Behaviour of final static method

Solution 4

You might find yourself in the position to think about making a static method final, considering the following:

Having the following classes:

class A {
    static void ts() {
        System.out.print("A");
    }
}
class B extends A {
    static void ts() {
        System.out.print("B");
    }
}

Now the 'correct' way to call these methods would be

A.ts();
B.ts();

which would result in AB but you could also call the methods on instances:

A a = new A();
a.ts();
B b = new B();
b.ts();

which would result in AB as well.

Now consider the following:

A a = new B();
a.ts();

that would print A. That might surprise you since you are actually having an object of class B. But since you're calling it from a reference of type A, it will call A.ts().

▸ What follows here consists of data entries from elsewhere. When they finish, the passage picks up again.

PR #11283, opened 2026-03-09
4.x: Codegen Unit Testing

romain-grecourt:
### Description

Codegen Unit Testing

Add a new module helidon-codegen-testing to facilitate writing unit tests for code generators.
The module contains a unit test that demonstrates how to use it.

### Documentation

None

### DIFF
--- a/codegen/testing/src/main/java/io/helidon/codegen/testing/TestCompiler.java
+++ b/codegen/testing/src/main/java/io/helidon/codegen/testing/TestCompiler.java
@@ -22,6 +22,7 @@ import java.nio.file.Files;
 import java.nio.file.Path;
 import java.util.ArrayList;
 import java.util.List;
+import java.util.Objects;
 import java.util.function.Supplier;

You could print B with the following code:

A a = new B();
((B)a).ts();

In both cases the object you have is actually from class B. But depending on the pointer that points to the object, you will call method from A or from B.

Now let's say you are the developer of class A and you want to allow sub-classing. But you really want method ts(), whenever called, even from a subclass, that is does what you want it to do and not to be hidden by a subclass version. Then you could make it final and prevent it from being hidden in the subclass. And you can be sure that the following code will call the method from your class A:

B b = new B();
b.ts();

Ok, admittetly that is somehow constructed, but it might make sense for some cases.

You should not call static methods on instances but directly on the classes - then you won't have that problem. Also IntelliJ IDEA for example will show you a warning, if you call a static method on an instance and as well if you make a static method final.